Serving patients, spreading cheer
Charles Nuttall, M.D. ’71, is a Nobel Prize-winning physician, grandfather and Santa actor
Dec. 8, 2025 — Charles Nuttall, M.D. ’71, has worn many hats. The retired nephrologist, a grandfather of two, spent a fruitful career treating patients and consulting for pharmaceutical companies, and was honored with one of humanity’s most significant awards.
Oh, and there’s also the Santa hat.
Between 2012 and 2022, Nuttall traded in a physician’s white coat for jolly Saint Nick’s signature velvet red suit and black boots, greeting guests at Santa’s Corner, part of the holiday market in Manhattan’s Bryant Park each December.
“I didn’t intend to grow up to look like Santa Claus,” Nuttall said. “When I started to look like him, friends and family encouraged me to take it on.”
He started out portraying Santa at family gatherings, handing out gifts during the holiday season. Through contacts he had in the acting and modeling world, he was tapped to don red the suit at Bryant Park, meeting with thousands of children and families from across the globe who visited New York each winter.
He recalled one visitor, an adult who paced back and forth in front of Santa’s Corner before finally coming up to Nuttall’s Santa.
“He approached me and said, ‘I know you’re not real, but my mother is dying of cancer,’” Nuttall said. The man handed Nuttall a Saint Christopher medal and asked him to bless it.
“It was great to see all the kids, but that’s an encounter that sticks with me,” Nuttall said.
Long before he spread holiday joy to residents and visitors in New York, Nuttall attended medical school at the University of Florida College of Medicine.
“It was such an intense four years and with only 64 students in my class, we all were really close — we forged and melded together,” he said. “To me the most fabulous memory was graduation day because the four years were challenging and in spite of everything, I felt I had made it. I accomplished something that was extremely valuable, and no one could ever take it away from me.”
While in school Nuttall bonded with Robert Cade, M.D., during his nephrology rotation, calling the late College of Medicine faculty member and Gatorade inventor “a mad genius.”
“He was quite a character known for taking students in the nephrology clinic rotation out to eat at an Italian restaurant when his ‘garlic tank was getting low,’” Nuttall recalled.
To give back to the institution where he received his education, Nuttall created a Charitable Remainder Trust, providing philanthropic support to the college’s future medical students.
“I always felt indebted to the UF College of Medicine and to the taxpayers of Florida who supported my matriculation there,” he said. “It transformed my life and allowed me to succeed. I wanted to pay it back and the CRUT gave me the opportunity to do that. I see such a vehicle as a means of doing well for myself while doing good for others.”
Nuttall spent his early medical career as a staff nephrologist with the U.S. Navy, serving at the Great Lakes Medical Center in North Chicago.
Having grown up in St.
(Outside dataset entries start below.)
PR #121, opened 2015-12-23
puppet ace type and provider

yjyongz:
class ciscopuppet::demo_acl {
    cisco_ace { 'ipv4 foo-1 10':
      ensure                 => present,
      action                 => 'permit',
      proto                  => 'tcp',
      src_addr               => '1.2.3.4 2.3.4.5',
      src_port               => 'eq 40',
      dst_addr               => '8.9.0.4/32',
      dst_port               => 'range 32 56',
      option_format          => 'precedence critical',
  }
}

agent-lab3-nx# show run aclmgr

!Command: show running-config aclmgr
!Time: Wed Dec 23 21:59:29 2015

version 7.0(3)I2(1)
ip access-list foo-1
  10 permit tcp 1.2.3.4 2.3.4.5 eq 40 8.9.0.4/32 range 32 56 precedence critical

PR #131, opened 2016-01-11
initial ace commit

yjyongz:
cvh edit: This is a resubmit of an earlier PR (#121).


tests/beaker_tests/cisco_acl/test_ace.rb
```diff
@@ -0,0 +1,222 @@
...
+    'action'        => 'permit',
+    'proto'         => 'tcp',
+    'src_addr'      => '1.2.3.4 2.3.4.5',
+    'src_port'      => 'eq 40',
+    'dst_addr'      => '9.9.0.4/32',
+    'dst_port'      => 'range 32 56',
+  ",
+}
+
+tests['destroy_ipv4_seq_10'] = {
```
chrisvanheuveln: My comment from #121 still needs to be addressed.

https://github.com/cisco/cisco-network-puppet-module/pull/121/files#diff-ac20693befc9cf1b0135cf1ba18823a0R131

tests/beaker_tests/cisco_acl/test_ace.rb
```diff
@@ -0,0 +1,222 @@
...
+  tests[id][:ensure] = nil
+end
+
+#################################################################
+# TEST CASE EXECUTION
+#################################################################
+test_name "TestCase :: #{testheader}" do
+  # -------------------------------------------------------------------
+  logger.info("\n#{'-' * 60}\nSection 1. Default Property Testing")
+  # node_feature_cleanup(agent, 'acl')
```
chrisvanheuveln: Still need to address this #121 comment:
  https://github.com/cisco/cisco-network-puppet-module/pull/121/files#diff-ac20693befc9cf1b0135cf1ba18823a0R204

chrisvanheuveln:
Please ensure that the following are done:

1. beaker tests pass
2. rubocop passes
3. You have a demo manifest in /examples,  ie `examples/demo_acl.pp`

tests/beaker_tests/cisco_acl/test_ace.rb
yjyongz: maybe i didn't get your point, let's set up meeting to close this

chrisvanheuveln: The point I was trying to make is that the ACE provider isn't responsible for creating the ACL itself so I was suggesting that the test should take care of doing that; however, I looked at the ace yaml entry just now and I see that it does a template append which has a side effect of creating the ACL as well. So the second part of my original comment doesn't really apply.

However, you still need to have some kind of cleanup at the beginning of the test. Right now you've got a `# node_feature_cleanup(agent, 'acl')` above. Remove that comment and replace it with a cleanup that removes the `beaker_1` acl from the switch.

PR #140, opened 2016-01-20
Add manifest functions: find_linecard, prop_supported

chrisvanheuveln:
-Fix demo_vrf.pp to use these functions

### DIFF
--- a/lib/puppet/parser/functions/find_linecard.rb
+++ b/lib/puppet/parser/functions/find_linecard.rb
@@ -1,0 +1,40 @@
+#
+# Cisco find_linecard puppet manifest function.
+#
+# January 2016, Chris Van Heuveln
+#
+# Copyright (c) 2016 Cisco and/or its affiliates.
+#
+# Licensed under the Apache License, Version 2.0 (the "License");
+# you may not use this file except in compliance with the License.
+# You may obtain a copy of the License at
+#
+#     http://www.apache.org/licenses/LICENSE-2.0
+#
+# Unless required by applicable law or agreed to in writing, software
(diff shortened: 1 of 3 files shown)


lib/puppet/parser/functions/find_linecard.rb
```diff
@@ -0,0 +1,40 @@
...
+    # Input : String, Linecard name, eg. 'N7K-F3'
+    # Output: Slot number of first match found
+    #
+    module Functions
+      newfunction(:find_linecard, type: :rvalue) do |args|
+        data = lookupvar('cisco')
+        return '' if data.nil?
+
+        pat = Regexp.new(args[0])
+        inv = data['inventory']
```
mikewiebe: Do you  also need a nil check for `data['inventory']`?

lib/puppet/parser/functions/find_linecard.rb
```diff
@@ -0,0 +1,40 @@
...
+        match = inv.keys.select { |slot| inv[slot]['pid'].match(pat) }
```
mikewiebe: How are multiple matches treated here.  Does it just return the first match?

lib/puppet/parser/functions/find_linecard.rb
chrisvanheuveln: Nope. `inv.keys` is an array and it's enumerable.

lib/puppet/parser/functions/find_linecard.rb
chrisvanheuveln: First match. See comment on line 26.

mikewiebe:
:+1:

Petersburg, Florida, in the 1960s when the Cuban Missile Crisis grabbed the world’s attention, Nuttall became a charter member of the International Physicians for the Prevention of Nuclear War, or IPPNW. The Cold War and threats of nuclear war continued to loom in the 1980s, when the group disseminated information about the catastrophic consequences of nuclear war on humanity. In 1985, IPPNW members, including Nuttall, received the Nobel Peace Prize for these efforts.
“Of course, it was very gratifying to be part of that group, as a charter member of IPPNW,” Nuttall said. “It’s a great honor and it was certainly unexpected.”
Over the next several decades, he continued to work with pharmaceutical companies throughout the U.S., providing expertise on the development of medical products and devices. He also continued to make time for his other passions, acting with the Royal Shakespeare Company on the Queen Mary 2 ocean liner and assisting a ship photographer with Silversea Cruises.
After traveling the world, Nuttall continues to call Manhattan’s Upper East Side home, where he lives with his wife, Marcia, in a home once occupied by cartoonist and innovator Rube Goldberg.
“Right now, I feel like I’m living my best life in spite of some medical limitations,” Nuttall said. “One of my favorite movies is ‘Zorba the Greek,’ and the main character embraced life, with all its triumphs and tragedies. I like to think I’ve undertaken the film’s idea of ‘full catastrophe living,’ pursuing goals and not second-guessing yourself too much.”